Thoughts about a few common questions from yesterday:
A few good questions came up yesterday:
1. Can unstandardized regression weights, covariances, and variances differ between two solutiions, but the standardized regression weights, correlations, and squared multiple correlations, along with fit, be identical?
In a nutshell, yes. I know this is conceptually difficult for some, but if you remember that (a) we scale each factor by fixing one loading to one (1.0), and (b) which loading we choose to do this to is ARBITRARY, it starts to get clearer.
Scaling is literally just a way to identify our solutions -- to make sure we're not giving the program more "unknowns" than there is information to solve. It's kind of like the degrees of freedom concept. If you conceptually treat each factor as a 'given' or a 'known', then knowing any two loadings, in a set of measures, automatically tells you the third.
Consequently, regardless of how you scale the solution (which loading you set to one), all solutions (that differ only in the scaling loading) are mathematically
equivalent -- and will thus yield the same standardized values and model fit.
2. What do modification indices mean, say, for "regression weights"? Can you free up modification indices that are not within-factor correlated residuals?
Remember "split loadings"? We saw these a bit in EFA. For example, a measure of financial ability might load on both a factor of "finance knowledge" but also "test anxiety", if anxiety also influences your test performance.
If you ran a model with both "financial knowledge" and "test anxiety factors", then your measure of financial ability might want to load on BOTH factors. If you only estimate the loading from financial ability to the financial knowledge factor, you wouldn't be accounting for the anxiety variance.
In that case, your modification indices might show a high modification index suggesting that your financial ability measure should ALSO have a freely estimated loading on the anxiety factor.
That would be an example where freeing up a residual that is NOT a correlated within-factor uniqueness might make sense.
3. What exactly is a modification index again? Why do we know they're significant?
For each parameter in the modification index tables, the "MI" tells you how much chi square will go down in your next model, if you free up that parameter. And "parameter change" gives you an estimate of what the resulting parameter (b-weight, covariance, variance) would be in your new model.

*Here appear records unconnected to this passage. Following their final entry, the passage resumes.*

PR #62, opened 2016-09-07
configure.ac: do not check for ar if specified manually

tkoecker:
The `configure` script of c-ares checks for the `ar` binary to use no matter if one was specified manually or not and ignores a manually specified one. With this change it only searches for it in case none was specified manually. This change is identical to what already is done in `configure.ac` of curl.


bagder:
Thanks!

PR #68, opened 2016-10-22
fix build on OpenBSD

qbit:
From the OpenBSD [getservent(3) man page](http://man.openbsd.org/OpenBSD-current/man3/getservent.3):

```
     getservbyport_r(int port, const char *proto, struct servent *servent,
         struct servent_data *servent_data);
```


bagder:
thanks!

PR #77, opened 2017-01-03
Updated CMake minimum version to 2.8.12.

stephen-sorley:
The proposed patch explicitly sets the minimum required CMake version to 2.8.12.  This version is new enough to allow the build system to be updated to follow standard practices for modern CMake.

Specifically, this patch changes the way usage requirements (include directories, compile definitions, dependent libraries) are specified. This involves using target-specific functions (target_include_directories, target_compile_definitions, etc.), along with the PUBLIC, PRIVATE and INTERFACE modifiers.

The patch also updates chain-building support to imitate modern find_package modules (import libraries), instead of old-style find_package modules (cache variables).  This new way of doing chain building is quite a bit simpler:

Old way to use bundled c-ares:
`if (CARES_FOUND)`
`include_directories(${CARES_INCLUDE_DIRS})`
`add_definitions(${CARES_DEFINITIONS})`
`target_link_libraries(myexe ${CARES_LIBRARIES})`
`endif ()`

New way (after patch) to use bundled c-ares:
`if (TARGET Cares::cares)`
`target_link_libraries(myexe PRIVATE Cares::cares)`
`endif ()`

@bradh352 - these are the changes we discussed last week


daviddrysdale:
@bradh352 or @gjasny, care to LGTM?  (I don't speak CMake)

CMakeLists.txt
```diff
@@ -580,28 +601,34 @@ IF (CARES_INSTALL)
...
+SET (CARES_FOUND 1 CACHE INTERNAL "CARES LIBRARY FOUND")
+SET (CARES_LIBRARIES Cares::cares CACHE INTERNAL "CARES LIBRARIES")
+
+
 # Build ahost
 ADD_EXECUTABLE (ahost ahost.c ${SAMPLESOURCES})
-SET_TARGET_PROPERTIES(ahost PROPERTIES COMPILE_FLAGS "-DHAVE_CONFIG_H=1 ${CARES_DEFINITIONS}")
-TARGET_LINK_LIBRARIES (ahost ${CARES_LIBRARIES} ${CARES_DEPENDENT_LIBS})
+TARGET_COMPILE_DEFINITIONS (ahost PRIVATE HAVE_CONFIG_H=1)
+TARGET_LINK_LIBRARIES (ahost PRIVATE Cares::cares)
```
gjasny: please don't link against the hackish alias targets here.

CMakeLists.txt
```diff
@@ -580,28 +601,34 @@ IF (CARES_INSTALL)
...
 	INSTALL (TARGETS ahost RUNTIME DESTINATION ${CARES_INSTALL_LOCATION_BIN})
 ENDIF ()
 
 
 # Build adig
 ADD_EXECUTABLE (adig adig.c ${SAMPLESOURCES})
-SET_TARGET_PROPERTIES(adig PROPERTIES COMPILE_FLAGS "-DHAVE_CONFIG_H=1 ${CARES_DEFINITIONS}")
-TARGET_LINK_LIBRARIES (adig ${CARES_LIBRARIES} ${CARES_DEPENDENT_LIBS})
+TARGET_COMPILE_DEFINITIONS (adig PRIVATE HAVE_CONFIG_H=1)
+TARGET_LINK_LIBRARIES (adig PRIVATE Cares::cares)
```
gjasny: and here

CMakeLists.txt
```diff
@@ -580,28 +601,34 @@ IF (CARES_INSTALL)
...
 	INSTALL (TARGETS adig RUNTIME DESTINATION ${CARES_INSTALL_LOCATION_BIN})
 ENDIF ()
 
 
 # Build acountry
 ADD_EXECUTABLE (acountry acountry.c ${SAMPLESOURCES})
-SET_TARGET_PROPERTIES(acountry PROPERTIES COMPILE_FLAGS "-DHAVE_CONFIG_H=1 ${CARES_DEFINITIONS}")
-TARGET_LINK_LIBRARIES (acountry ${CARES_LIBRARIES} ${CARES_DEPENDENT_LIBS})
+TARGET_COMPILE_DEFINITIONS (acountry PRIVATE HAVE_CONFIG_H=1)
+TARGET_LINK_LIBRARIES (acountry PRIVATE Cares::cares)
```
gjasny: and here

CMakeLists.txt
```diff
@@ -1,4 +1,11 @@
-CMAKE_MINIMUM_REQUIRED (VERSION 2.8)
+CMAKE_MINIMUM_REQUIRED (VERSION 2.8.12)
```
gjasny: Thank you for working on this. 2.8.12 is a lot more reasonable than 2.8.

stephen-sorley:
As requested, I've replaced uses of Cares::cares in the internal targets
with the PROJECT_NAME variable.  Anything else that needs changing?

Thanks,
Stephen S.

PR #80, opened 2017-01-08
Export CMake targets

gjasny:
With the recent raise of the minimum CMake version, exporting of targets became possible. Those exports could be easily imported within a CMake project by adding the following line:

```
find_package(c-ares)
```

The preparing commit utilises CMake's knowledge of library and include directories. So on RHEL lib64 would be used and on Debian lib/<architecture>.


gjasny:
CC: @bradh352

bradh352:
CC: @stephen-sorley

stephen-sorley:
This PR has two compile bugs on Windows.  I went ahead and made a patch against your PR that fixes them, please see attached:

[0001-Windows-build-fixes.patch.zip](https://github.com/c-ares/c-ares/files/696847/0001-Windows-build-fixes.patch.zip)

First, when installing shared libs, you should set RUNTIME, LIBRARY and ARCHIVE destinations.  This is because on windows, the DLL part of the shared library is installed to the RUNTIME destination (DLL's must be in same folder as exe's), and the import-lib part of the shared library is installed to the ARCHIVE destination.  Setting all three destinations ensures the correct behavior on all platforms.  In the patch, I just set all three destinations on every install(TARGETS...) command, using a helper variable called TARGETS_INST_DEST.

Second, if both static and shared libs are built, the output name of the static library needs to have the suffix appended, to avoid name-clashes with the import lib from the shared library.  This is because on Windows static libraries and import libraries have the same extension (.lib).  In the patch I have it adding the suffix for all platforms. Alternatively, you could choose to only add the suffix on Windows, it's up to you guys.

Other than that, LGTM.  The export stuff is pretty cool.

gjasny:
@stephen-sorley Thank you for reviewing and fixing. I will give the review two more days and merge by Friday.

Because AMOS by default only shows modification indices of four and higher, that means ANY modification indices -- if you acted on them -- should yield significant improvement in fit. That's because the modification index is how much the chi square would go down by changing ONE parameter (1 df). The critical value of chi square at alpha = .05 and 1 df is 3.84 (i.e., 4). So you're only seeing modification indices that would significantly improve your model.
4. What is the single biggest difference between the correlation approach (question 3) and the regression approach (question 4)?
First, it's a good observation that solutions 3 and 4 are mathematically equivalent. They have the same fit.
The difference is the same as any analysis we've ever done when we do correlation (solution 3) or regression (solution 4).
In correlation, we get the bivariate association between each measure CONTROLLING FOR NOTHING. And so it is with a CFA. We get the bivariate associations between each factor, CONTROLLING FOR NOTHING.
In regression, we separate our variables into a DV and IVs. And then we get the UNIQUE AND RELATIVE IMPORTANCE of each predictor CONTROLLING FOR THE OTHER PREDICTORS.
We also get the VARIANCE EXPLAINED in our DV.
And sure enough, these are the things that the regression approach adds in Question 4 that we didn't have in Question 3:
- we know get the relative importance of the two exogenous factors in predicting the third (via the standardized regression weights, or betas), and
- we get the variance explained in the endogenous outcome.
The class really seems to be getting the hang of this AMOS stuff -- I'm quite pleased.